Quantum Machine Learning Applications

Quantum machine learning (QML) use cases overlap two other major classifications of quantum computing applications: quantum simulation and quantum optimization. Near-term solutions for both incorporate hybrid classical-quantum algorithms that utilize classical neural networks. And anywhere you find a classical neural network, is a potential application of quantum machine learning, as well:

  • Molecular simulation, the original application of quantum computing, with use cases in drug discovery, material development, and climate modeling
  • Optimization problems, with particular interest in financial applications, but with broad applicability across many industries, especially those with supply chains
  • Natural language processing, including the quick and accurate interpretation, translation, and generation of spoken languages
  • Imaging, including the classification and identification of objects in pictures and videos, and with applications ranging from health care to surveillance to autonomous vehicles
  • Machine Learning model training, optimizing how artificial neural networks train on classical data to solve the problems above 

Specific examples of some of these use cases, broken down by industry, include:

  • Energy sector, including energy grid optimization, energy demand prediction, energy storage, energy storage distribution, and renewable energy integration
  • Manufacturing, including production scheduling, shift scheduling, resource allocation, and defect detection, but also the optimization of individual processes
  • Retail sales, including demand forecasting, inventory management, delivery route optimization, recommendation systems, loss prevention, and store layout optimization
  • Government services, including traffic optimization, public transportation routing, policy modeling and simulation, and public health modeling
  • Finance and insurance, including financial portfolio optimization, financial risk management, fraud detection, and trading strategy optimization
  • Aerospace and space, including trajectory optimization and flight data analysis, both terrestrial and extraterrestrial, and communication optimization
  • Environment and weather, including weather forecasting, disaster prediction, environmental modeling, and natural disaster response management
  • Health care services, including medical image analysis, diagnosis assistance, treatment plan optimization, early detection screening, and clinical trial design
  • Customer service and social media, including personal recommendations, sentiment analysis, support ticket routing, omnichannel experience optimization, and chatbots

Although no references are provided, an Analytics Insight article titled “What is Quantum Machine Learning? Applications of Quantum Machine Learning” proposes some novel quantum machine learning solutions. Some overlap what is commonly referred to as “quantum simulation,” but they also list human anatomy, space exploration, and cybersecurity.
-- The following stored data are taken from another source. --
PR #13950, opened 2026-08-24
keyboard applet: never ellipsize the layout code in the panel

rumours86:
When the panel runs out of space St shrinks the keyboard applet's label and renders the two-letter layout code ("En", "Ru") as "…". The ellipsis is as wide as the code itself, so nothing is saved — the current layout just becomes invisible, which defeats the applet's purpose.

The recently added `min-width: 2.5em` stabilizes the width in the normal case, but under real panel pressure St can still allocate below the natural size and Pango ellipsizes. This change additionally disables ellipsizing on the label (`Pango.EllipsizeMode.NONE`), so the code stays readable however tight the panel gets.

Spotted by a user with a full window list: the applet collapsed to "…" while barely changing width.

### DIFF
--- a/files/usr/share/cinnamon/applets/keyboard@cinnamon.org/applet.js
+++ b/files/usr/share/cinnamon/applets/keyboard@cinnamon.org/applet.js
@@ -1,5 +1,6 @@
 const Applet = imports.ui.applet;
 const St = imports.gi.St;
+const Pango = imports.gi.Pango;
 const Main = imports.ui.main;
 const PopupMenu = imports.ui.popupMenu;
 const Util = imports.misc.util;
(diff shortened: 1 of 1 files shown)


rumours86:
Now verified against git master (built muffin + cinnamon 6.7.5, run nested at ui scale 2): reproduced on unpatched master — an `applet-label` St.Label with the stock `min-width: 2.5em` squeezed to a 30px allocation still reports `layout.is_ellipsized() == true` (the code renders as "…"); with `ellipsize = Pango.EllipsizeMode.NONE` the same setup reports `is_ellipsized() == false` and the code stays readable.

rumours86:
I revisited the reproduction on freshly built current master (Cinnamon `61c1b3d`, Muffin `963a573`, 6.7.8), using the actual keyboard applet on a horizontal panel, two real XKB sources and UI scales 1 and 2.

I could not reproduce ellipsizing in that setup. The label retains its existing `min-width: 2.5em` allocation (30 px / 60 px), while excessive panel pressure pushes the applet off-screen. Switching Pango END/NONE does not fix that overflow.

The earlier August test forced a standalone label to a chosen allocation. That demonstrates the Pango property, but is not sufficient evidence that the real master panel produces that allocation. The original installed 6.6.9/local keyboard modifications also differed from current master, so that observation should not be treated as a master reproducer.

I do not currently have a supported current-master reproduction and useful visible before/after result for this PR.

Closing this until there is a supported current-master reproducer and a useful visible before/after result.

PR #13951, opened 2026-08-24
keyboard: fix flag icons being half-size and squashed on HiDPI

rumours86:
With "show flags" enabled the keyboard applet's flag icons render **squashed (2x too wide) and at half the intended size** on HiDPI.

Two related causes:

1. `St.TextureCache.load_image_from_file_async()` returns an actor **pre-scaled by the ui scale**. `SubscriptableFlagIcon` puts it into its `St.Bin` without correcting the size, so the bin clamps only the height: with ui scale 2 a 320×240 (4:3) `iso-flag-png` file renders at twice its proper width — e.g. **64×24** for a requested height of 24. Fixed by scaling the returned actor back to the logical size (a no-op at ui scale 1).

2. The applet requests the flag at the logical icon size, so on HiDPI the image is half the intended size. Fixed by multiplying by `global.ui_scale` at both call sites (the menu path used to have this multiplication and lost it at some point).

Verified live on a 3000×2000 laptop panel (ui scale 2): the panel flag went from a squashed 64×24 to a correct 4:3 image at the intended size; layouts menu flags likewise. At ui scale 1 both changes are no-ops.

### DIFF
--- a/files/usr/share/cinnamon/applets/keyboard@cinnamon.org/applet.js
+++ b/files/usr/share/cinnamon/applets/keyboard@cinnamon.org/applet.js
@@ -178,7 +178,7 @@ class CinnamonKeyboardApplet extends Applet.Applet {
             let actor = null;
 
             if (source.type === 'ibus' || this._inputSourcesManager.showFlags) {
-                actor = this._inputSourcesManager.createFlagIcon(source, POPUP_MENU_ICON_STYLE_CLASS, 22);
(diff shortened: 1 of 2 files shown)


rumours86:
Closing: **not reproducible on git master**. I built current master (muffin + cinnamon 6.7.5) and ran it nested with `MUFFIN_DEBUG_DUMMY_MONITOR_SCALES=2`: the texture cache returns the image at the correct aspect (`load_image_from_file_async(-1, 48)` → 64×48), and the panel flag renders correctly sized at 64×48 with the stock applet. Both halves of this fix address a 6.6-only behavior, so per the no-backports policy there is nothing to merge here.

Issue #13866, opened 2026-07-14
Feature Request: Add 'Rename User' option to Users & Groups settings


sporteka2:
## Problem

There is no way to rename a user account from the Cinnamon GUI. Renaming a user currently requires complex CLI steps that are error-prone.

## Suggested Solution

Add a "Rename..." button in **Users and Groups** (`cinnamon-settings-users`) that:

1. Validates the new username
2. Runs `usermod`/`groupmod` behind the scenes
3. Offers to rename and migrate the home directory
4. Checks for and warns about running processes, open sessions, Docker, etc.
5. Updates `/etc/subuid`, `/etc/subgid`, crontabs, systemd user units automatically

## Why it matters

- Switching display managers can break username-based session detection
- Users want to simplify their username
- Current CLI approach (usermod + groupmod + manual fixes) is fragile and intimidating for non-technical users

PR #13953, opened 2026-08-24
feat(cinnamon-settings-users): add user account rename support

farhan11166:
## Summary

Adds a `Rename...` action to Cinnamon Users and Groups.

The rename workflow:

- Validates the new username
- Checks for duplicate usernames
- Warns about running processes and open sessions
- Renames the login with `usermod`
- Migrates the home directory
- Renames a same-named private group
- Updates `/etc/subuid` and `/etc/subgid`
- Migrates the user crontab
- Refreshes the users and groups lists
- Displays errors when system commands fail

## Testing

- Python syntax check passed
- GTK UI XML validation passed
- `git diff --check` passed
- Runtime testing on a real Cinnamon installation is pending(APolgies will try that in a weeks time my systems can take load of an addtional distro tried on vm but was lagging will do asap if possible anyone could check would be glad shall msotly work as i didnt meddle with other features jsut added an addtional one). 

## Known limitations

- Docker configuration is not automatically migrated
- Systemd user-unit configuration is not automatically rewritten
- Arbitrary references to the old username in configuration files are not changed
- Full runtime testing is still required with a disposable user account

This resolves majority of #13866 except the limitations mentioned above which could be implemented iteratively once this is merged

### DIFF
--- a/files/usr/share/cinnamon/cinnamon-settings-users/cinnamon-settings-users.py
+++ b/files/usr/share/cinnamon/cinnamon-settings-users/cinnamon-settings-users.py
@@ -7,6 +7,8 @@ import gettext
 import shutil
 import re
 import subprocess
+import tempfile
+import stat
 from random import randint
 from setproctitle import setproctitle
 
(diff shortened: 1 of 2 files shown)


farhan11166:
@mtwebster could you go through the changes .Also if my pull req is lacking in certain sectors  please let me know.Thank you.

PR #14001, opened 2026-09-15
appsys: Fix UTF-8 handling when capitalizing executable names

MiQ71:
## Description

`capitalize()` advances the input string by one byte after uppercasing
the first character using `name + 1`.

This produces invalid UTF-8 when the executable basename starts with a
multi-byte UTF-8 character.

For example, when two applications have the same display name and one
of their executable basenames is `ätest`, the app deduplication code
tries to generate a unique name such as:

    UTF8 Cinnamon Test (Ätest)

Since `ä` is encoded as two bytes in UTF-8, `name + 1` points to the
second byte of the character. The resulting unique name therefore
contains invalid UTF-8.

When the menu applet sorts the resulting application names, this can
cause SpiderMonkey to throw:

    malformed UTF-8 character sequence

and prevent `menu@cinnamon.org` from loading.

Use `g_utf8_next_char()` instead, so the pointer advances past the
complete first UTF-8 character.

## Reproducer

Two desktop entries were created with the same `Name` and different
executables:

    Name=UTF8 Cinnamon Test
    Exec=/tmp/ätest

and

    Name=UTF8 Cinnamon Test
    Exec=/tmp/normaltest

Both executable targets were valid and executable.

With Cinnamon 6.6.9 before this change, restarting Cinnamon caused the
menu applet to fail with:

    malformed UTF-8 character sequence at offset 22

The stack trace led through `appSort()`, `getApps()`, `_refreshApps()`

Most cloud based quantum machine learning options are impractically small due to low qubit counts, but Aquila allows exploration of Quantum Machine Learning with 256 qubits. Neutral atoms are a natural fit for solving Quantum Optimization problems, and the two fields are intertwined, so the research prospects are very promising.

Adapting classical machine learning to the quantum domain

Many classical machine learning algorithms do not naturally map to the quantum domain. This may be for a number of reasons:

  • The algorithm requires a large number of shots, which may be significantly slower on a quantum computer
  • The algorithm seeks to optimize the parameters using methods such as gradient descent, but quantum measurements are noisy
  • Quantum algorithms do not yet support millions of parameters such as classical ones.

Because of this, new QML algorithms are being developed to take advantage of the unique properties of quantum while sidestepping quantum’s limitations.